And the minion response time is significantly reduced.

What I don't understand is why the RES memory consumption is much higher on your screenshots. Maybe Ubuntu 19.10 is less optimized for PI than Raspbian Buster?

Hey @max-arnold thanks for your reproduction! That is really interesting.
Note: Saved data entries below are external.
PR #2758, opened 2026-04-20
Typescript multisig upgrade

theodorebugnet:
# Description

Updates the Typescript SDK according to the new multisig signing format for the upgrade.

* `UnsignedTransaction` is now `UnsignedTransactionV0`, with its three basic fields. The new `UnsignedTransction` type is the enum used for serializing for signing, as per the new rust implementation. (See below for some more thoughts on this.)
* Remove `payload` from Multisig package, it's now only used to manage and aggregate signatures (similar to the rust `Multisig` type)
* `web3` now depends on `multisig` (and the `web3` dependency in `multisig` is removed, which was only used for the integration test, which is moved into the `integration-test` package)

Some thoughts on the types: V0 and V1 both share the same basic fields that define a user-created transaction, and which are also included in both Transaction variants. It may or may not be worthwhile to define a special `UnsignedTransactionPayload` type or similar, with the semantics being that the "payload" is what users construct, then an `UnsignedTransaction` is the actual signed bytes (in the V0 case that's the payload + chain hash, in V1 that's payload + multisig credential + chain hash). Or keep `UnsignedTransaction` as the old type and introduce `SigningPayload`.
However, this change should probably be coordinated across both Rust and TS; right now I've kept the TS following my current Rust implementation. If we do rename, the functionality will mostly not change, so I think I'd rather go ahead with this PR and then consider the type ergonomics as a follow-up.

## Linked Issues
- Related to # (issue) 

## Testing

## Docs

### DIFF
--- a/typescript/packages/multisig/src/index.ts
+++ b/typescript/packages/multisig/src/index.ts
@@ -1,7 +1,7 @@
 import { sha256 } from "@noble/hashes/sha2";
 import type { SignatureAndPubKey } from "@sovereign-sdk/types";
 import type { HexString } from "@sovereign-sdk/utils";
-import { hexToBytes } from "@sovereign-sdk/utils";
+import { hexToBytes, normalizeHexString } from "@sovereign-sdk/utils";
 import * as borsh from "borsh";
 
 const MAX_SIGNERS = 21;
@@ -41,10 +41,17 @@ export class Multisig {
   private unusedPubKeys: Set<HexString>;
 
   constructor({ signatures = [], unusedPubKeys, minSigners }: MultisigParams) {
-    assertValidSignerSet(signatures, unusedPubKeys, minSigners);
+    const normalizedSignatures = signatures.map(normalizeSignatureAndPubKey);
+    const normalizedUnusedPubKeys = unusedPubKeys.map(normalizeHexString);
 
-    this.signatures = [...signatures];
-    this.unusedPubKeys = new Set(unusedPubKeys);
+    assertValidSignerSet(
+      normalizedSignatures,
+      normalizedUnusedPubKeys,
+      minSigners,
+    );
+
+    this.signatures = normalizedSignatures;
+    this.unusedPubKeys = new Set(normalizedUnusedPubKeys);
     this.minSigners = minSigners;
   }
 
@@ -62,10 +69,14 @@ export class Multisig {
     signatureOrPair: HexString | SignatureAndPubKey,
     pubKey?: HexString,
   ): void {
-    const pair =
+    const pair = normalizeSignatureAndPubKey(
       typeof signatureOrPair === "string"
-        ? { signature: signatureOrPair, pub_key: assertDefined(pubKey) }
-        : signatureOrPair;
+        ? {
+            signature: normalizeHexString(signatureOrPair),
+            pub_key: normalizeHexString(assertDefined(pubKey)),
+          }
+        : signatureOrPair,
+    );
 
     if (!this.unusedPubKeys.delete(pair.pub_key)) {
       throw new InvalidMultisigParameterError(
@@ -136,9 +147,9 @@ function assertValidSignerSet(
     );
   }
 
-  if (allPubKeys.length < 1 || allPubKeys.length > MAX_SIGNERS) {
+  if (allPubKeys.length < 2 || allPubKeys.length > MAX_SIGNERS) {
     throw new InvalidMultisigParameterError(
-      `expected 1-${MAX_SIGNERS} total signers, got ${allPubKeys.length}`,
+      `expected 2-${MAX_SIGNERS} total signers, got ${allPubKeys.length}`,
     );
   }
 
@@ -158,6 +169,15 @@ function assertValidSignerSet(
     seenPubKeys.add(pubKey);
     hexToBytes(pubKey);
   }
+}
+
+function normalizeSignatureAndPubKey(
+  pair: SignatureAndPubKey,
+): SignatureAndPubKey {
+  return {
+    signature: normalizeHexString(pair.signature),
+    pub_key: normalizeHexString(pair.pub_key),
+  };
 }
 
 function assertDefined<T>(value: T | undefined): T {
--- a/typescript/packages/multisig/src/index.ts
+++ b/typescript/packages/multisig/src/index.ts
@@ -1,5 +1,9 @@
 import { sha256 } from "@noble/hashes/sha2";
-import type { SignatureAndPubKey } from "@sovereign-sdk/types";
+import type {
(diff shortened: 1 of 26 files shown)


typescript/packages/multisig/src/index.ts
```diff
@@ -1,35 +1,16 @@
...
-  TransactionV0,
-  UnsignedTransaction,
-} from "@sovereign-sdk/types";
+import type { SignatureAndPubKey } from "@sovereign-sdk/types";
 import type { HexString } from "@sovereign-sdk/utils";
-import { bytesToHex, hexToBytes } from "@sovereign-sdk/utils";
+import { hexToBytes } from "@sovereign-sdk/utils";
 import * as borsh from "borsh";
 
+const MAX_SIGNERS = 21;
```
ross-weir, line 11: this would be a useful export or a static property on `Multisig`

typescript/packages/multisig/src/index.ts
```diff
@@ -40,210 +21,93 @@ export class InvalidMultisigParameterError extends MultisigError {
...
-   * @throws {InvalidTransactionVersionError} If the transaction is not V0 variant
-   * @throws {TransactionMismatchError} If the transaction doesn't match the unsigned transaction
-   * @throws {InvalidMultisigParameterError} If the public key is not a member or has already signed
-   */
-  addSignedTransaction(tx: Transaction<unknown>): void {
-    assertTxVariant(tx);
-    assertTxMatchesUnsignedTx(tx, this.unsignedTx);
+  addSignature(signature: HexString, pubKey: HexString): void;
+  addSignature(pair: SignatureAndPubKey): void;
+  addSignature(
```
ross-weir, line 72: Lets keep it simple and only have a single method signature, there's not much benefit to these overloads & it adds cognitive overhead

typescript/packages/multisig/src/index.ts
```diff
@@ -253,74 +117,55 @@ export class MultisigTransaction {
...
+    if (seenPubKeys.has(pubKey)) {
+      throw new InvalidMultisigParameterError(
+        `Duplicate multisig public key: ${pubKey}`,
+      );
+    }
 
-  if (JSON.stringify(txAsUnsigned) !== JSON.stringify(unsignedTx)) {
-    throw new TransactionMismatchError();
+    seenPubKeys.add(pubKey);
+    hexToBytes(pubKey);
```
ross-weir, line 191: If this is just being used for the side-effect of validating the pubkey is valid hex would be worth a comment. Or alternatively having a simple wrapper that throws a multisig exception so library consumers can still `catch MultisigError` and catch all potential errors raised by this lib

typescript/packages/multisig/src/index.ts
```diff
@@ -253,74 +117,55 @@ export class MultisigTransaction {
...
   }
 }
 
-function assertIsNonceBasedTx(unsignedTx: UnsignedTransaction<unknown>): void {
-  if (!("nonce" in unsignedTx.uniqueness)) {
+function assertDefined<T>(value: T | undefined): T {
```
ross-weir, line 204: If this is intended to be a general assertion lets remove `pubKey` from the error message, or if its specifically for pubkeys maybe name it `assertPubKeyDefined`

typescript/packages/web3/src/rollup/standard-rollup.ts
```diff
@@ -22,10 +28,11 @@ export type Dedup = {
 
 export type StandardRollupContext = {
   defaultTxDetails: TxDetails;
+  credentialIdToAddress?: CredentialIdToAddress;
 };
 
 export type StandardRollupSpec<RuntimeCall> = {
-  UnsignedTransaction: UnsignedTransaction<RuntimeCall>;
+  UnsignedTransaction: UnsignedTransactionV0<RuntimeCall>;
```
ross-weir, line 33: Should this be `UnsignedTransaction`?

typescript/packages/web3/src/rollup/standard-rollup.ts
```diff
@@ -94,6 +101,110 @@ export class StandardRollup<RuntimeCall> extends Rollup<
...
+  ): Promise<SignatureAndPubKey> {
+    const signingUnsignedTx = await this.multisigUnsignedTxForSigning(
+      unsignedTx,
+      multisig,
+    );
+
+    return this.signVersionedUnsignedTx(signingUnsignedTx, signer);
+  }
+
+  async signMultisigTransaction(
```
ross-weir: It would be really nice if we didnt need to add these `*multisig*` method variants. It seems like a lot of the "transformation" methods could be defined separately - LMK thoughts or we can discuss when PR ready for real review

typescript/packages/web3/src/rollup/solana-signable-rollup.ts
```diff
@@ -709,36 +715,66 @@ export class SolanaSignableRollup<RuntimeCall> {
...
+    multisig: Multisig,
+    params: SolanaMultisigSubmitParams,
+    options?: SovereignClient.RequestOptions,
+  ): Promise<SovereignClient.Sequencer.TxCreateResponse>;
   async submitMultisigTransaction(
     multisigTx: TransactionV1<RuntimeCall>,
     params: SolanaMultisigSubmitParams,
+    options?: SovereignClient.RequestOptions,
+  ): Promise<SovereignClient.Sequencer.TxCreateResponse>;
+  async submitMultisigTransaction(
```
ross-weir: The overloads here are complex, lets see if we can simplify (or just remove the overloads preferably)

typescript/packages/web3/src/rollup/standard-rollup.ts
theodorebugnet: Nope - the standard rollup lets users feed in an `UnsignedTransactionV0` and internally wraps it in the `V0: { ... }` envelope for serialization by overriding the new `unsignedTxForSigning()` helper.

The type name is not super ergonomic but see my note on typing in the PR description - this works, but I'll see if I can introduce a separation between "the bytes serialized for signing" and "the payload the user assembles" (which are currently both represented by `UnsignedTransaction`, leading to awkward naming like this). This also affects the Rust side in the same way, so if I write a fix it'd be applied to both the rust and TS types.

typescript/packages/multisig/src/index.ts
theodorebugnet: Yep, this was redundant after I cleaned up the validation function above :+1:

typescript/packages/web3/src/rollup/standard-rollup.ts
theodorebugnet: Improved as per discussion on slack

ross-weir (approved):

I now disabled exactly the same list, but I still got the same high memory usage.

This really could be related to the Ubuntu 64bit environment.
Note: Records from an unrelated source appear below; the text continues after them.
PR #2763, opened 2026-04-20
Adds metrics to ZK proving related tasks

ross-weir:
# Description

- `sov_rollup_zk_stf_info_channel`: channel depth and capacity of the mpsc channel between state manager and ZK prover — detects backpressure that would block the node
- `sov_rollup_zk_proof_manager`: proving lag (slots between latest received and first unproven), current aggregation batch size, and current slot number
- `sov_rollup_zk_aggregated_proof`: wall-clock duration of aggregated proof generation
- `sov_rollup_zk_network_proof_submit`: duration of the add_hint_and_submit call to SP1 network (from manual observation this can take around 7 seconds)

## Linked Issues
- Related to #2514

## Testing

## Docs

### DIFF
--- a/crates/full-node/sov-stf-runner/src/processes/prover_service/network/prover.rs
+++ b/crates/full-node/sov-stf-runner/src/processes/prover_service/network/prover.rs
@@ -141,10 +141,9 @@ where
             .await
             .map_err(ProverServiceError::Other)?;
         sov_metrics::track_metrics(|tracker| {
-            tracker.submit_inline(
-                "sov_rollup_zk_network_proof_submit",
-                format!("duration_ms={}i", submit_start.elapsed().as_millis()),
-            );
+            tracker.submit(crate::processes::metrics::ZkNetworkProverMetrics {
+                submit_duration_ms: submit_start.elapsed().as_millis(),
+            });
         });
 
         let StateTransitionWitnessWithAddress {
--- a/crates/full-node/sov-stf-runner/src/processes/prover_service/network/prover.rs
+++ b/crates/full-node/sov-stf-runner/src/processes/prover_service/network/prover.rs
@@ -143,7 +143,7 @@ where
         sov_metrics::track_metrics(|tracker| {
             tracker.submit_inline(
                 "sov_rollup_zk_network_proof_submit",
-                format!("duration_ms={}", submit_start.elapsed().as_millis()),
+                format!("duration_ms={}i", submit_start.elapsed().as_millis()),
             );
         });
 
--- a/crates/full-node/sov-stf-runner/src/processes/prover_service/network/prover.rs
+++ b/crates/full-node/sov-stf-runner/src/processes/prover_service/network/prover.rs
@@ -134,11 +134,18 @@ where
                 ProverServiceError::Other(anyhow::anyhow!("DA verification failed: {:?}", e))
             })?;
 
+        let submit_start = std::time::Instant::now();
         let handle = self
             .inner_vm
             .add_hint_and_submit(&data)
             .await
             .map_err(ProverServiceError::Other)?;
+        sov_metrics::track_metrics(|tracker| {
+            tracker.submit_inline(
+                "sov_rollup_zk_network_proof_submit",
+                format!("duration_ms={}", submit_start.elapsed().as_millis()),
+            );
+        });
 
         let StateTransitionWitnessWithAddress {
             stf_witness:
--- a/crates/full-node/sov-stf-runner/src/processes/zk_manager/mod.rs
+++ b/crates/full-node/sov-stf-runner/src/processes/zk_manager/mod.rs
@@ -215,13 +215,9 @@ where
             let aggregation_duration = proving_start.elapsed();
 
             sov_metrics::track_metrics(|tracker| {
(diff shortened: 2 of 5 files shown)


crates/full-node/sov-stf-runner/src/processes/prover_service/network/prover.rs
```diff
@@ -134,11 +134,18 @@ where
...
 
+        let submit_start = std::time::Instant::now();
         let handle = self
             .inner_vm
             .add_hint_and_submit(&data)
             .await
             .map_err(ProverServiceError::Other)?;
+        sov_metrics::track_metrics(|tracker| {
+            tracker.submit_inline(
+                "sov_rollup_zk_network_proof_submit",
```
citizen-stig: Could we please avoid inline metrics? I am working on removal of them, because it is not type safe and easy to mess up, and harder for LLM to find

crates/full-node/sov-stf-runner/src/processes/zk_manager/mod.rs
```diff
@@ -203,13 +204,25 @@ where
...
                 .create_aggregate_proof_with_retries(
                     metadata,
                     prover_service,
                     &self.genesis_state_root,
                 )
                 .await?;
+            let aggregation_duration = proving_start.elapsed();
+
+            sov_metrics::track_metrics(|tracker| {
+                tracker.submit_inline(
```
citizen-stig: Same about inline metrics

crates/full-node/sov-stf-runner/src/processes/zk_manager/mod.rs
```diff
@@ -224,6 +237,17 @@ where
             self.stf_info_receiver
                 .inc_next_height_to_receive_by(num_proofs_to_create as u64);
         }
+
+        sov_metrics::track_metrics(|tracker| {
+            tracker.submit(super::metrics::ZkProofManagerMetrics {
+                proving_lag: received_slot_number
+                    .get()
+                    .saturating_sub(first_height_unproven.get()),
```
citizen-stig: Would saturation hide some bugs? What if we make this value signed, so we can observe "negative" values if they happen?

crates/full-node/sov-stf-runner/src/processes/prover_service/network/prover.rs
ross-weir: done

crates/full-node/sov-stf-runner/src/processes/zk_manager/mod.rs
ross-weir: Added logging that checks for this issue explicitly

crates/full-node/sov-stf-runner/src/processes/zk_manager/mod.rs
```diff
@@ -168,6 +168,15 @@ where
         >,
     ) -> anyhow::Result<()> {
         let first_height_unproven = self.stf_info_receiver.next_height_to_receive();
+        let received_slot_number = stf_info.slot_number;
+
+        if received_slot_number.get() < first_height_unproven.get() {
+            tracing::warn!(
```
citizen-stig: Should this be error? Or even assert?

crates/full-node/sov-stf-runner/src/processes/zk_manager/mod.rs
citizen-stig: Then we safe to use checked sub unwrap, right?

citizen-stig (approved):

crates/full-node/sov-stf-runner/src/processes/zk_manager/mod.rs
citizen-stig: This not solves problem originally described here: https://github.com/Sovereign-Labs/sovereign-sdk/pull/2763/changes#r3110066902

Operator sees on the graph, all good, plain zero. 

Operator somehow needs to know to check for a particular warning. If they have bunch of other warnings, from tower, this remains hidden.

ross-weir: Warnings should be much more visible in observability then a signed integer being negative. Why would an operator assume a negative signed int is a issue?

If an invariant around this breaks then there's a big bug upstream, it shouldn't be on metric emission code to try to catch it

I can change this to assert or something if you feel strongly about it

citizen-stig: > Warnings should be much more visible in observability

They probably should, but currently they are not, unfortunately. 
For instance if tower logging is not configured properly warnings/errors would be flooded.

And when there's a issue in the rollup, there's usually bunch of other warnings, which makes it hard for customers to identify issue themself and they ask us to take a look.

> I can change this to assert or something if you feel strongly about it

I believe assert would be appropriate here. I don't want a situation in 3 months, where something like this is hidden and we have a postmortem discussing "Who could've thought". 

If there's "impossible" condition in code and it cannot be expressed via type system, then assert should be used.

ross-weir: done, changed to assert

I also had to install salt using git sudo sh bootstrap-salt.sh -x python3 git v3000 (the python version does not make a difference).

Just one thing: I double checked the modules using sys.list_modules and even tough most modules are correctly disabled, some specific like ansible are still listet. I set that list in both /etc/salt/minion.d/disable.conf and /etc/salt/minion ... is there something wrong with my setup?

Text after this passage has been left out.